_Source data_
PR #218, opened 2020-04-02
Adding link to gist that shows how to use react-app-rewired.

internettrans:
Related - https://github.com/single-spa/single-spa/issues/503


filoxo (commented):
Would it be good to also note that this is "unofficial" or only "cursory" support? Given how many questions we get regarding CRA, I worry that this will be seen as "official support".

internettrans:
👍 added some languaging. Let me know what you think of it.

filoxo (approved):
👍

PR #232, opened 2020-04-19
Fix typo

sniperwolf:
Removed repeated for

### DIFF
--- a/website/versioned_docs/version-5.x/ecosystem-angularjs.md
+++ b/website/versioned_docs/version-5.x/ecosystem-angularjs.md
@@ -4,7 +4,7 @@ title: single-spa-angularjs
 sidebar_label: AngularJS
 ---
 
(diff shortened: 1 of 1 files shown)


frehner (approved):
Thanks!

verinder-bindra:
Hi sniperwolf, I am facing issues using directives  from angularjs app running under single spa. when directive templateUrl is used... LoadTemplate is failing because it tries to find the template under root config url. There is a solution for Angular Apps, what about AngularJS?  How assets can be exported... i am using parcel instead of webpack. Note when i use Template property of directive, it all works . I tried running angularjs app indipendently.. it works too with templateUrl, but not under single spa root config.  Please add documentation for that as well.
please look at stackoverflow article explaining the issue i have created :   https://stackoverflow.com/questions/73313634/single-spa-angularjs-microfrontend-not-loading-html-templateurl-for-directives

PR #252, opened 2020-05-07
Fixing docs for single-spa routing evt properties

internettrans:
See related https://github.com/single-spa/single-spa/issues/543#issuecomment-625346522


filoxo (approved):
Nice 🙈

PR #254, opened 2020-05-12
Updated the AngularJS docs to reflect the change to the domElementGetter function

andrefrua:


internettrans (approved):
This is related to https://github.com/single-spa/single-spa-angularjs/pull/45.

Thanks for your contribution

PR #308, opened 2020-08-10
update docs for two registered applications simultaneously

jsmapr1:
Hello, 

The instructions to run two registered applications simultaneously don't seem to work. When I added a prefix to the divs, it worked as expected. Updating the docs to reflect a working example.

Here's what the change will look like.

Screen Shot 2020-08-10 at 10 17 28 AM


frehner (approved):

frehner:
thank you!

_The problem_
Using the data above, work out how many lines include the word "sniperwolf" and give only that number.

_Solution to the problem_
2